Likewise, many big earners (especially in non-tangible fields like finance or Internet stuff), make their money through questionable gray-area practices.
If you’ve read the book Efficiency (it’s really good, I highly recommend it), you’ll know that most of the huge affiliate marketers use unethical – and sometimes illegal – sales tactics. This is stuff like making impossible claims, re-billing customers without their knowledge, or manipulating technical glitches for massive profit.
Trying to compare your success to a guy with hundreds of thousands of dollars in paid traffic, massive botnets, and dozens of employees is like buying a few stocks and then wondering why you aren’t getting Bernie Madoff style returns.
Reading and studying others is important. But, if that’s all you do, you’re getting left in the dark.
Go test things for yourself, and see what happens.
10 hours of action teaches you infinity more than any amount of books, YouTube videos, or blog posts ever could.
5. Put Things Into Perspective
In the summer of 2016, I decided to build as many niche sites as possible.
I’d just gotten the hang of creating good SEO content, and I wanted to hone my skills while earning some extra money on the side.
I think I made about 10 sites in total, seven of which were profitable.
However, none of them were ever big earners. All were hastily made, had bare-bones content, and were plagued by rookie mistakes in terms of finding products to sell and picking successful affiliate offers.
Pro-tip: Never sell “premium” website subscriptions when a standard membership comes fully functional and without any handicapped features. (Think Plenty Of Fish vs.
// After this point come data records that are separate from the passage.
PR #469, opened 2025-07-01
chore: update docs for readability, grammar, and consistency

singhsays:
Minor language, grammar and consistency fixes for documentation. Also, included code generation runner details on the intro page as thats where the reader would expect to find them initially.

### DIFF
--- a/website/docs/README.md
+++ b/website/docs/README.md
@@ -28,15 +28,14 @@ Bob's philosophy centers around the following:
 
 ## 1. Query Builder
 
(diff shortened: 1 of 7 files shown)


singhsays:
This is likely related to golangci-lint updating the noctx linter and since its not pinned to a specific version, this probably got updated recently to latest v2.2.0 that includes related changes https://github.com/golangci/golangci-lint/blob/main/CHANGELOG.md#v220

singhsays:
Yup, seems like https://github.com/sonatard/noctx/pull/37/files which was merged last week.

We could either disable the linter for now or update to make the related methods ctx aware. WDYT?

singhsays:
Since we were already passed a context, it was simpler to just pass the context through. Added a fixed, this should unbreak CI. Updated the changelog as well.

Plenty Of Fish Upgraded).
Anyway, by most metrics, these sites were kind of disappointing. Each one generates less than $200 a month. And, in terms of traffic, they all average around 1,200 – 3,000 pageviews per 30 days. Nothing to write home about.
(Cue The Price is Right losing horn)
Paltry traffic aside, each site brings in roughly $100 a month (July’s lowest earner was $90, while the highest earner brought in $151.97).
That’s $1,200 a year.
Each site’s total upkeep is an annual $25 domain renewal, and maintenance takes 10 minutes a month.
In terms of passive income, every one of those hastily made sites is the same as having a $25,000 mutual fund with 4.5% returns.
Not too bad when you put things in perspective.
Always look at how much time and effort you’re pouring into a project versus how much it’s paying you.
In most cases, you’ll be pleasantly surprised.